Controleer regelmatig bloedbeeld en leverfunctie, wegens meldingen van reversibele leukopenie en abnormale leverfunctie.
Voer periodiek oogonderzoek uit, wegens meldingen van benigne intracraniële hypertensie en/of papiloedeem. Wees alert op klachten als hoofdpijn, tinnitus, duizeligheid, misselijkheid, diplopie, wazig zien en oogpijn.
Mercaptamine kan sufheid veroorzaken. Bij aanvang van de behandeling, geen riskante activiteiten ondernemen zolang het effect van het middel op de geestelijke prestaties niet bekend is.
Voor vruchtbare vrouwen: zie de rubriek Zwangerschap.
Overdosering
Neem voor informatie over een vergiftiging met L-carnitine contact op met het Nationaal Vergiftigingen Informatie Centrum.
Overdosering
Symptomen
toenemende lethargie.
Neem voor informatie over een vergiftiging met mercaptamine contact op met het Nationaal Vergiftigingen Informatie Centrum.
Eigenschappen
Lichaamseigen stof, L-aminozuurderivaat, voornamelijk gevormd door endogene synthese uit lysine en methionine in de lever en de nier, maar kan ook worden verkregen uit de voeding. Speelt een rol in het metabolisme van lipiden, ketonlichamen en vertakte-keten-aminozuren. Levocarnitine is noodzakelijk voor het transport van lange-ketenvetzuren over het binnenmembraan van de mitochondria naar de mitochondriale matrix, waar de β-oxidatie plaatsvindt met als resultaat productie van ATP.
Kinetische gegevens
Resorptie | relatief langzaam in dunne darm. |
F | Na oraal gebruik zeer gering (< 10%) en zeer variabel. |
Metabolisering | Na orale toediening wordt L-carnitine dat niet is opgenomen in de bloedbaan, omgezet in het maag-darmkanaal door bacteriële microflora.

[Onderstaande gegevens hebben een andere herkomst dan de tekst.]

Issue #3466, opened 2024-12-18
Allow groups to specify which BioProject we upload their sequences into


anna-parker:
By default we should still create a bioproject for each (group, organism), but we should also let users give a bioproject accession that we can upload sequences to.

At the moment we can hack this with one transaction in the ena DB. In future we should add this as a field when users upload sequences for a specific organism and they should be able to see it on their group page. We will also need to be able to update this in the deposition pod.

anna-parker:
Steps: 

1. Allow input of bioproject and biosample (remove `noInput` in values.yaml), potentially add description to tell users when to add this
2. Modify the DB table PROJECT_table to not use (group_id, organism) as unique ID -> small DB migration
3. Modify the SUBMISSION_table code to store PROJECT_table's new id for new created bioproject
4. Modify code: if bioproject exists create a new entry in PROJECT_table with the details - do not create a new bioproject, else create new bioproject for (group_id, organism) as before
5. Modify code: if biosample exists create a new entry in SAMPLE_table with details - do not create a new biosample, else create a new biosample as before

emmahodcroft:
Ok, so the idea is that users can use these fields, but that we don't really surface/publicise it, and leave it for advanced users/those who ask. 
We should maybe clarify in the docs that if you provide a biosample we do not send on any metadata so it relies on them having the metadata they want in the biosample!

emmahodcroft:
We should also check if the same thing will happen as did with the sraAccession - we had a check in place that we don't upload to ENA if this field is present to prevent double-submission - that check may also be present on these fields, so we will also have to allow upload even if present?

theosanderson:
This concept of accepting metadata that we don't send feels like a big change for me: it breaks the concept of INSDC synchronisation it seems like? IMO that's a real hack that we should only deploy when strictly necessary because of a request from a user and not something that should be a typical practice or advertised. IMO it's very rare that the order of upload is raw reads then consensus (though clearly it does happen)

anna-parker:
> We should also check if the same thing will happen as did with the sraAccession - we had a check in place that we don't upload to ENA if this field is present to prevent double-submission - that check may also be present on these fields, so we will also have to allow upload even if present?

I modified this in https://github.com/loculus-project/loculus/pull/3647 - we should be notified of the sequences with external metadata fields now - I will change the message once these changes have merged

anna-parker:
> This concept of accepting metadata that we don't send feels like a big change for me

[...]

PR #3650, opened 2025-02-10
feat(deposition)!: Allow groups to specify which BioProject (and BioSample) we upload their sequences into 

anna-parker:
resolves https://github.com/loculus-project/loculus/issues/3466

preview URL:

Breaking changes: Please merge the corresponding PP PR with these changes - https://github.com/pathoplexus/pathoplexus/pull/375

### Summary

1. Allow input of bioproject and biosample (remove noInput in values.yaml), add description to tell users when to add this
2. Modify the DB table PROJECT_table to not use (group_id, organism) as unique ID -> small DB migration
3. Modify the SUBMISSION_table code to store PROJECT_table's new id for new created bioproject
4. Modify code: if bioproject exists create a new entry in PROJECT_table with the details - do not create a new bioproject, else create new bioproject for (group_id, organism) as before
5. Modify code: if biosample exists create a new entry in SAMPLE_table with details - do not create a new biosample, else create a new biosample as before
6. Add `RUN-REF` to manifest if `insdcRawReadsAccession` exists in metadata: 
image

### PR Checklist

- [x] Testing: ran locally and submitted to the ENA dev server, checked that I: 
- can submit sequences without bioproject and biosample 
- can submit sequences with preexisting bioproject
- can submit sequences with preexisting bioproject and biosample
- can add RUN_REF if `insdcRawReadsAccession` is given

### DIFF
--- a/ena-submission/src/ena_deposition/create_project.py
+++ b/ena-submission/src/ena_deposition/create_project.py
@@ -178,6 +178,7 @@ def submission_table_update(db_config: SimpleConnectionPool):
             update_values = {
                 "status_all": StatusAll.SUBMITTED_PROJECT,
                 "center_name": corresponding_project[0]["center_name"],
+                "project_id": corresponding_project[0]["project_id"]
             }
             update_db_where_conditions(
                 db_config,
--- a/ena-submission/src/ena_deposition/create_project.py
+++ b/ena-submission/src/ena_deposition/create_project.py
@@ -113,6 +113,9 @@ def submission_table_start(db_config: SimpleConnectionPool):
         seq_key = {"accession": row["accession"], "version": row["version"]}
 
         if "bioprojectAccession" in row["metadata"]:
+            logger.debug(
+                f"Accession {row['accession']} already has bioprojectAccession in metadata"
+            )
             bioproject = row["metadata"]["bioprojectAccession"]
             corresponding_group = find_conditions_in_db(
                 db_config, table_name="project_table", conditions=group_key
@@ -120,9 +123,12 @@ def submission_table_start(db_config: SimpleConnectionPool):
             corresponding_project = [
                 project
                 for project in corresponding_group
-                if project["results"].get("bioproject_accession") == bioproject
+                if project["result"].get("bioproject_accession") == bioproject
             ]
             if len(corresponding_project) == 1:
+                logger.debug(
+                    "bioprojectAccession is already in project_table - adding id to submission_table"
+                )
                 update_values = {
                     "status_all": StatusAll.SUBMITTED_PROJECT,
                     "center_name": corresponding_project[0]["center_name"],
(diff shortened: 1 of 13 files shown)


theosanderson:
Thanks for this! I don't have the chops to review the code, but my overarching thoughts:

I'm fine with this as a hack to support a current user at the moment. In terms of an architected plan for where we're headed, my ideas would be fairly different: I would allow users to optionally select an existing BioProject to associate with their new `group` rather than having a new one created for the `group`, and I think long-term Loculus should always have a means of updating metadata in INSDC whenever there is an inconsistency between the latest data in Loculus and the latest data submitted to INSDC (so I would plan to drop the existing-BioSample support, but possibly after Loculus support raw reads).

anna-parker:
> so I would plan to drop the existing-BioSample support, but possibly after Loculus support raw reads

This sounds good! Think when we support that this will no longer be required

>  In terms of an architected plan for where we're headed, my ideas would be fairly different: I would allow users to optionally select an existing BioProject to associate with their new group rather than having a new one created for the group

I'm still not fully sold on only allowing one `bioproject` per group - but we can discuss this later maybe

> I think long-term Loculus should always have a means of updating metadata in INSDC whenever there is an inconsistency between the latest data in Loculus and the latest data submitted to INSDC

I agree that would be great - I think as brokers we should be able to revise biosamples so maybe we can get to that state

corneliusroemer (commented):
Maybe we can check that the project and sample we got exist before we put them into the project/sample tables.

Should be as simple as making an HTTP call to https://www.ebi.ac.uk/ena/browser/view/PRJEB402 etc.

anna-parker:
Good tests: https://www.ncbi.nlm.nih.gov/bioproject/PRJNA485481 does not exist, https://www.ncbi.nlm.nih.gov/bioproject/PRJNA231221 does

ena-submission/src/ena_deposition/create_project.py
```diff
@@ -88,13 +88,81 @@ def construct_project_set_object(
     return ProjectSet(project=[project_type])
 
 
-def submission_table_start(db_config: SimpleConnectionPool):
+def set_project_table_entry(db_config, config, row):
```
corneliusroemer, line 91: This function would be a logical place to test for existence of the bioproject and error if it doesn't exist

ena-submission/src/ena_deposition/create_sample.py
```diff
@@ -143,13 +143,42 @@ def construct_sample_set_object(
     return SampleSetType(sample=[sample_type])
 
 
+def set_sample_table_entry(db_config, row, seq_key):
```
corneliusroemer, line 146: Same, here, good to check for sample's existence against ENA API like this: https://www.ebi.ac.uk/ena/browser/view/PRJEB402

Belangrijke metabolieten zijn trimethylamine-N-oxide and γ-butyrobetaine. |
Eliminatie | voornamelijk met de urine. |
Uitleg afkortingen
F | biologische beschikbaarheid (fractie van de dosis die in de systemische circulatie verschijnt) |
T max | tijdsduur tot maximale bloedspiegel na toediening |
V d | verdelingsvolume (fictief volume waarin een geneesmiddel zich verdeelt over het lichaam) |
T 1/2 | plasmahalfwaardetijd (tijd die nodig is om een bepaalde plasmaconcentratie te halveren) |
T 1/2el | plasmahalfwaardetijd in de eliminatiefase, terminale halfwaardetijd |
Eigenschappen
Mercaptamine ofwel cysteamine passeert door vrije diffusie plasma- en lysosomale membranen en accumuleert in de zure lysosomen. Daar reageert het met het geaccumuleerde cystine tot cysteïne, dat snel de lysosomen verlaat. Een reactie van mercaptamine met gevormd cysteïne tot een disulfide vindt ook plaats, waarna deze via het lysinecarrier-systeem de lysosomen verlaat. Mercaptamine vermindert hierdoor de cystinestapeling in sommige cellen (bv. leukocyten, spier- en levercellen) bij cystinose en vertraagt de ontwikkeling van nierfalen (o.a. syndroom van Fanconi).
Kinetische gegevens
Resorptie | Inname van voedsel dertig minuten vóór inname van de maagsapresistente capsule vermindert de blootstelling met ca. 35%. Inname van voedsel 30 min ná inname van de maagsapresistente capsule vermindert de blootstelling met ca. 16% of 45% voor respectievelijk intacte en open capsules. |
T max | na ca. 1½ uur. |
Eliminatie | vnl. met de urine als sulfaat. |
T 1/2el | 4–5 uur. |
Uitleg afkortingen
F | biologische beschikbaarheid (fractie van de dosis die in de systemische circulatie verschijnt) |
T max | tijdsduur tot maximale bloedspiegel na toediening |
V d | verdelingsvolume (fictief volume waarin een geneesmiddel zich verdeelt over het lichaam) |
T 1/2 | plasmahalfwaardetijd (tijd die nodig is om een bepaalde plasmaconcentratie te halveren) |
T 1/2el | plasmahalfwaardetijd in de eliminatiefase, terminale halfwaardetijd |
Groepsinformatie
L-carnitine hoort bij de groep middelen bij metabole aandoeningen, aminozuren.
Groepsinformatie
mercaptamine hoort bij de groep middelen bij metabole aandoeningen, aminozuren.